The Trump administration pushed the Food and Drug Administration (FDA) to design a plan that would allow Canadian drugs to be imported by states and other entities, like pharmacists and wholesalers, and be sold in the U.S.  In September 2020, the agency finalized a rule that laid out the requirements it would take to create such a program and in November 2020, the Pharmaceutical Research and Manufacturers of America (PhRMA) filed suit, stating that the final rule disregards key protections of the Food, Drug, and Cosmetic Act that are “designed to ensure patient safety” and there is “no indication that the Final Rule will reduce costs to actual American patients.”

On June 1, Inside Drug Pricing (IDP) reported that the Department of Health and Human Services (HHS) filed its response to the lawsuit and asked the judge to “dismiss the case” because “Plaintiffs cannot establish standing or ripeness.”  HHS argued that no members of the association are in “imminent danger of imports” since six states have passed laws to import drugs, and only two have submitted proposals to the FDA, which has no timeline to complete the reviews.

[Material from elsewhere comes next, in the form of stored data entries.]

PR #7396, opened 2026-08-06
fix : use supabaseAdmin for stale order worker RLS-protected queries

### LINKED ISSUE #7319: bug: staleOrderWorker queries orders via the anon-key supabase client — RLS blocks every read so stale orders are never cancelled
## Description

`startStaleOrderWorker` (backend/api/src/workers/staleOrderWorker.js) is started from index.js:673 but never actually cancels stale orders, because every query goes through the shared **anon-key** `supabase` client imported at staleOrderWorker.js:3.

The repo already documents this exact failure mode in index.js:662-667:

> "They must run with the service-role client: the anon client has no RLS read access to `orders`, so an anon-backed repository would silently no-op."

That service-role fix was applied to the escrow reconciliation workers (index.js:665-667: `supabaseAdmin ? new OrderRepository(supabaseAdmin) : orderRepository`) but **not** to `staleOrderWorker`.

## Expected Behaviour

The hourly cron selects `orders` where `status = 'pending'` and `created_at < now - 24h` (staleOrderWorker.js:25-29), re-fetches each candidate (102-107), then cancels it (175-194) or routes it through the escrow refund pipeline (206-291). Pending orders older than 24 hours with no accepted bid should be cancelled and the customer notified.

## Actual Behaviour

`orders` is RLS-enabled with policies only for `service_role` and `authenticated` (supabase/migrations/20240101000000_rls.sql:164-183) and all privileges are revoked from `anon` (supabase/migrations/revoke_anon_privileges.sql:14). The anon client therefore receives a permission error (or an empty result set) on the SELECT at :25. `fetchError` is set and the worker returns at :31-34. Even where a read slipped through, the guarded UPDATEs at :176-186, :212-226, :254-266, :276-287 and the `load_offers` update at :143-146 all use the same anon client and are blocked. Net effect: orders stuck in `pending` are never cancelled, escrow is never refunded, and no cancellation notification is ever sent — silently, every hour.

## Proposed Fix

Follow the pattern already used for the escrow reconciliation workers in index.js:665-667. Import `supabaseAdmin` from `config/db.js`, build a service-role-backed repository (`new OrderRepository(supabaseAdmin)`), and route all `orders`/`load_offers` reads and writes in staleOrderWorker.js through it instead of the shared `supabase` client. Keep a fallback to the anon repository only when `supabaseAdmin` is unavailable, and log a warning in that case.

tmdeveloper007:
Closes #7319.

backend/api/src/workers/staleOrderWorker.js queries the orders table via the anon-key supabase client. RLS policies prevent the anon role from querying orders, so the worker finds no stale orders and never cancels them. This fix replaces all supabase references with supabaseAdmin in staleOrderWorker.js.

Changes Made:
- backend/api/src/workers/staleOrderWorker.js: Replaced all supabase client calls with supabaseAdmin for orders and load_offers queries

Impact it Made:
- Stale orders are now properly identified and cancelled by the background worker.


tmdeveloper007:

The HHS brief lays out several reasons why it would be difficult for a third-party entity to receive FDA approval to import drugs from Canada, like “finding a well-qualified Foreign Seller,” or providing a “detailed summary and importation plan that describe how the Sponsor will ensure, among other substantial criteria, that the imported eligible prescription drugs meet the Statutory Testing requirements,” and going through several rounds of FDA review.

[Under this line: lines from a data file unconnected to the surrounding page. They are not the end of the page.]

PR #7398, opened 2026-08-06
fix : use supabaseAdmin for document expiry worker RLS-protected queries

### LINKED ISSUE #7321: bug: documentExpiryService reads documents and notifications with the anon client — RLS blocks the reads so expiry reminders are never sent
## Description

`startDocumentExpiryWorker` runs `processDocumentExpiryBatch` (backend/api/src/services/documentExpiryService.js:84), which queries `documents` for rows expiring in the 30/14/7-day windows (:130-135) and checks `notifications` for duplicates (`hasExistingNotification`, :61-82). Both queries use the shared **anon-key** `supabase` client imported at :1.

`documents` is RLS-enabled with policies only for `service_role` and the owning `authenticated` user (supabase/migrations/20240101000000_rls.sql:150-159) and privileges revoked from `anon` (supabase/migrations/revoke_anon_privileges.sql:13); `notifications` is likewise revoked from `anon` (:26). The anon client carries no user session, so both reads fail or return empty.

## Expected Behaviour

The daily worker finds documents expiring in each window and sends exactly one reminder per document per window via `sendPushNotification` (:186). Interval is configurable via `DOCUMENT_EXPIRY_WORKER_INTERVAL_MS` (:234-244).

## Actual Behaviour

No documents are ever found because the `documents` query (:130-135) runs as the anon role, which has no RLS policy and no grant on the table — the error path logs and `continue`s (:137-140), or the batch finishes with zero documents. The `notifications` dedup check (:61-82) also fails, so reminders would duplicate if the read path were fixed in isolation. Net effect: drivers/customers never receive document-expiry reminders, silently, every 24h.

## Proposed Fix

Switch the `documents` and `notifications` queries in documentExpiryService.js to the service-role `supabaseAdmin` client (already exported from `config/db.js`), extending the existing `if (!supabase) return false` guards to `supabaseAdmin`. This mirrors how notificationService.js persists delivery OTPs/notifications with the admin client.

tmdeveloper007:
Closes #7321.

backend/api/src/services/documentExpiryService.js queries documents and notifications tables via the anon-key supabase client. RLS policies prevent the anon role from reading these tables, so the expiry worker cannot find expiring documents or check for existing notifications. This fix uses supabaseAdmin for both queries.

Changes Made:
- backend/api/src/services/documentExpiryService.js: Changed hasExistingNotification and processDocumentExpiryBatch to use supabaseAdmin

Impact it Made:
- Document expiry notifications are sent to drivers before their documents expire.


tmdeveloper007:

PR #7436, opened 2026-08-07
fix : used sentinel key for normalizeMetadata validation in deviceController

### LINKED ISSUE #7408: fix : normalizeMetadata false-positive on error key in deviceController
In backend/api/src/controllers/deviceController.js, the normalizeMetadata function returns { error: '...' } to signal validation failures (e.g., when metadata is not a plain object). However, the function also checks normalizedMetadata.error to detect validation failures. This means legitimate metadata objects containing an 'error' key (e.g., { error: 'some actual error from another system' }) are incorrectly rejected as validation failures.

Changes that Need to be Made:
- Change normalizeMetadata to use a separate internal flag (e.g., _validationError) instead of the 'error' key for signaling validation failures
- The function should still validate that metadata is a plain object, but the detection mechanism should not rely on the presence of an 'error' key

Impact that it would Provide:
- Fixes false-positive validation rejections for valid metadata containing an 'error' key
- Improves robustness of device registration with third-party metadata

tmdeveloper007:
Closes #7408.

Changed the normalizeMetadata function in deviceController.js to use a private _validationError key instead of the public 'error' key to signal validation failures. This prevents legitimate metadata containing an 'error' key from being incorrectly rejected as a validation failure.

Changes Made:
- normalizeMetadata now returns { _validationError: '...' } for validation failures
- The caller now checks normalizedMetadata._validationError instead of normalizedMetadata.error

Impact it Made:
- Fixes false-positive validation rejections for valid metadata objects containing an 'error' key
- Allows third-party metadata with an 'error' field to be stored correctly

Note: This PR is submitted as part of GSSOC (GirlScript Summer of Code).


tmdeveloper007:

The brief also notes that the Canadian Minister of Health “issued an interim order ‘to help safeguard the Canadian drug supply by ensuring that bulk importation frameworks, such as the one recently established by the United States, do not cause or exacerbate a drug shortage in Canada’” and that the Canadian “interim order prohibits would-be Canadian Foreign Sellers from distributing certain drugs for consumption outside of Canada unless they have ‘reasonable grounds to believe that the distribution will not cause or exacerbate a shortage of the drug.’”  Among other reasons the Canadians are not interested in participating is the drug shortage that has been caused by their socialistic healthcare system.  For example, of the 200 top-selling drugs in the United States, Canadians only have access to 120.

While this undertaking was the first time that an HHS secretary and FDA commissioner moved forward in trying to set up such an importation system,  It certainly appears that the government has laid out many of the same arguments that CAGW had been making about the difficulty, impracticality, complexity, and cost of setting up state-run drug importation.

CAGW understands the concern over high drug costs, but competition and innovation drive down costs, not price controls.  The U.S. leads the world in pharmaceutical research and development precisely because it has not adopted a socialistic healthcare system that uses price controls to keep down costs.

We continue to urge the administration and Congress to work together to improve international trade agreements that would protect U.S. intellectual property, prevent compulsory licensing, and discourage other countries from free riding on U.S. research by paying their fair share of U.S. research and development.  Not only would that help U.S. consumers, respecting innovation and property rights would encourage more research and development in other countries that would benefit everyone’s health and economic welfare.